Required work: Read through the entries below and return each line with the word "modules".

--- START ---

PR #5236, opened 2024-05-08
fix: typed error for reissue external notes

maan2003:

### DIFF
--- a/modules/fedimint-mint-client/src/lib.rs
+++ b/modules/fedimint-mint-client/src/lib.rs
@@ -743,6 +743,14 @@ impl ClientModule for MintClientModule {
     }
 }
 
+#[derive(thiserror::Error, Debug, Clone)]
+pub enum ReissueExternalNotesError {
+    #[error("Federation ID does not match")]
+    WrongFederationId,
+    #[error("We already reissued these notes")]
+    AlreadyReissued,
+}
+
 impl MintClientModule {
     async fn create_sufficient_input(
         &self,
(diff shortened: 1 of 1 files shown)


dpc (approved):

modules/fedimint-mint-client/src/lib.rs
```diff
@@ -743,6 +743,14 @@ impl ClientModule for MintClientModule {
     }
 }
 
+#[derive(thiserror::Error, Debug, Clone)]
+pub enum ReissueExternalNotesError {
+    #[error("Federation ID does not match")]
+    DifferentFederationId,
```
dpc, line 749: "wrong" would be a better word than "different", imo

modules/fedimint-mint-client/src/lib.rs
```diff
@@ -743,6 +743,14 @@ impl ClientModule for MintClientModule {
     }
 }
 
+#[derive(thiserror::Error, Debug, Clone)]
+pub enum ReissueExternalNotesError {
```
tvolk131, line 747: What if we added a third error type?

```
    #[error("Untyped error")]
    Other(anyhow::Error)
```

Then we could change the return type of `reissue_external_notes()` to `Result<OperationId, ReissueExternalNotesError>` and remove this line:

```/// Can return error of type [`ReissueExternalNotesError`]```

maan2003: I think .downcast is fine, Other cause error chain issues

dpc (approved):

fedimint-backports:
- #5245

--- END ---
--- START ---

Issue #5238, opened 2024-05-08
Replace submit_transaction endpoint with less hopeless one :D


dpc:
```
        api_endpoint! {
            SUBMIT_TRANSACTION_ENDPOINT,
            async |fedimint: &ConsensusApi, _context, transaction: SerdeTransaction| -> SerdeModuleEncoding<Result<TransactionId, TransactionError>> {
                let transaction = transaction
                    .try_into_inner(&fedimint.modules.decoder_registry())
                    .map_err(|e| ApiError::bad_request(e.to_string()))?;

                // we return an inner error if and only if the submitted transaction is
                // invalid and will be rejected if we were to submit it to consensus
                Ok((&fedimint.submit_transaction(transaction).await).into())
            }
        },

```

--- END ---

Written response:
--- a/modules/fedimint-mint-client/src/lib.rs
+++ b/modules/fedimint-mint-client/src/lib.rs
modules/fedimint-mint-client/src/lib.rs
modules/fedimint-mint-client/src/lib.rs
                    .try_into_inner(&fedimint.modules.decoder_registry())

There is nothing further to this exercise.